Wir hatten einen höheren CO2-Abdruck als 2021, mit einem höheren Umsatz, und das Verhältnis ist besser geworden. Wir haben heute beispielsweise Möglichkeiten, die Maschinen ressourcenschonender und mit weniger Energieverbrauch zu betreiben, wir haben die Temperaturen in den Gebäuden heruntergefahren und vieles mehr. Klar ist: Wir sind erst am Beginn dieser Reise und müssen noch mehr tun.
Worin besteht Ihre größte Herausforderung beim Thema Nachhaltigkeit?
In der gesamten Mannschaft den Fokus auf das Thema zu setzen. Nachhaltigkeit ist oft noch ein Thema für freitagsnachmittags. Ich möchte klarmachen, dass das wichtig und dringend für uns alle ist – und ja, vielleicht auch wichtiger als das letzte halbe Prozent Produktkostenoptimierung.
Ausbildung bei Wago
Das ostwestfälische Familienunternehmen Wago betreibt eine große Ausbildungswerkstatt, um dem Fachkräftemangel zu begegnen.
Bild: Christian Schwier
Also müssen Sie vor allem die Ingenieure überzeugen?

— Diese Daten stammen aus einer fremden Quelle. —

PR #561, opened 2022-12-21
Add aarch64

diaasami:


test/cases/api.sh
```diff
@@ -134,6 +134,17 @@ ARCH=$(uname -m)
 
 DISTRO="rhel-8"
 SSH_USER="cloud-user"
+
+if [[ "$ARCH" == "x86_64" ]]; then
+    INSTANCE_TYPE="t2.micro"
+elif [[ "$ARCH" == "aarch64" ]]; then
+    INSTANCE_TYPE="t4g.micro"
```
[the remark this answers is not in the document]
ondrejbudai: FTR, Fedora requires 2GB of memory: https://docs.fedoraproject.org/en-US/fedora/latest/release-notes/welcome/Hardware_Overview/#hardware_overview-specs

There was recently a thread on `fedora-devel` about `dnf` being memory hungry. :/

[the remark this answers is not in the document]
diaasami: In that case may be also update `t2.micro` since it has 1 GB of mem only.

schutzbot/deploy.sh
```diff
@@ -14,7 +14,7 @@ sudo dnf install -y podman \
      qemu-kvm \
      jq
 
-sudo podman pull docker://quay.io/osbuild/postgres:latest
+sudo podman pull docker://quay.io/osbuild/postgres:13-alpine
```
ondrejbudai, line 17: Just curious, what's going on here with `13-alpine` instead of `latest`?

schutzbot/deploy.sh
```diff
@@ -34,16 +34,17 @@ for RETRY in {1..10}; do
 done
 
 # Pull image-builder image
+ARCH=$(uname -m)
 QUAY_REPO_URL="quay.io/osbuild/image-builder-test"
 QUAY_REPO_TAG="${CI_PIPELINE_ID}"
-sudo podman pull --creds "${V2_QUAY_USERNAME}":"${V2_QUAY_PASSWORD}" "${QUAY_REPO_URL}":"${QUAY_REPO_TAG}"
+sudo podman pull --creds "${V2_QUAY_USERNAME}":"${V2_QUAY_PASSWORD}" "${QUAY_REPO_URL}":"$ARCH"-"${QUAY_REPO_TAG}"
```
ondrejbudai, line 40: I just wonder if we want to put the `$ARCH` as a postfix instead of a prefix. Sounds a bit more natural... What do you think?

schutzbot/deploy.sh
```diff
@@ -34,16 +34,17 @@ for RETRY in {1..10}; do
 done
 
 # Pull image-builder image
+ARCH=$(uname -m)
 QUAY_REPO_URL="quay.io/osbuild/image-builder-test"
 QUAY_REPO_TAG="${CI_PIPELINE_ID}"
```
ondrejbudai, line 39: I would just put the arch into this variable to avoid repetition.

schutzbot/build.sh
```diff
@@ -7,11 +7,12 @@ function greenprint {
 }
 
 # Build the container and push to quay
+ARCH=$(uname -m)
 QUAY_REPO_URL="quay.io/osbuild/image-builder-test"
 QUAY_REPO_TAG="${CI_PIPELINE_ID}"
```
ondrejbudai, line 12: I would just put the arch into this variable to avoid repetition.

ondrejbudai (commented):
Great work! I have just minor nitpicks inline. :)

schutzbot/deploy.sh
diaasami: latest doesn't have multi-arch builds so it was just failing in this PR, and in addition, it is outdated and not built regularly.

schutzbot/deploy.sh
diaasami: This is better, I agree.

schutzbot/deploy.sh
ondrejbudai: Ah, thanks!

ondrejbudai (approved):
Let's go aarch64! Thanks a lot for this. ;)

Nein, wir müssen das Thema in der gesamten Organisation verankern. Diese Transformation möchten wir in einfachen verdaubaren Schritten für Wago umsetzen.

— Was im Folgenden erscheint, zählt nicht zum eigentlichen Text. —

PR #576, opened 2023-01-09
internal/v1: return empty array instead of null for collections

croissanne:
HMSIB-173


ondrejbudai (commented):
Maybe cover it with a tiny test? Otherwise LGTM. ;)

croissanne:
> Maybe cover it with a tiny test? Otherwise LGTM. ;)

indeed, I was testing out the jira integration

ondrejbudai:
hehe, sorry, I was too quick

ondrejbudai (approved):
lgtm, thanks!

PR #578, opened 2023-01-10
.github/workflows: use go 1.18

croissanne:
tools/prepare-source uses go 1.18 as well, and the ubi9 container has go 1.18.


kingsleyzissou (approved):
Cooool!! 🚀🚀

Wie oft denken Sie an Nachhaltigkeit, außer freitagsnachmittags?
Bei jeder unternehmerischen Entscheidung.
Viele Mitarbeitende mussten Sie digital kennen lernen, hat das geklappt?
Im Corona-Lockdown waren kreative Ansätze gefragt. Ich bin ja im Lockdown gekommen. Wir haben damals jeden Tag ein virtuelles Meeting mit einem Land gemacht. Daran konnten maximal 15 Leute teilnehmen – über alle Hierarchien hinweg und ohne Agenda.
Bringt das was?
Ja, wir haben einfach geredet, und wir machen das heute auch noch so, es hat das Eis gebrochen und jeder weiß, dass er mich erreichen kann.
Herr Lang vielen Dank für das Interview.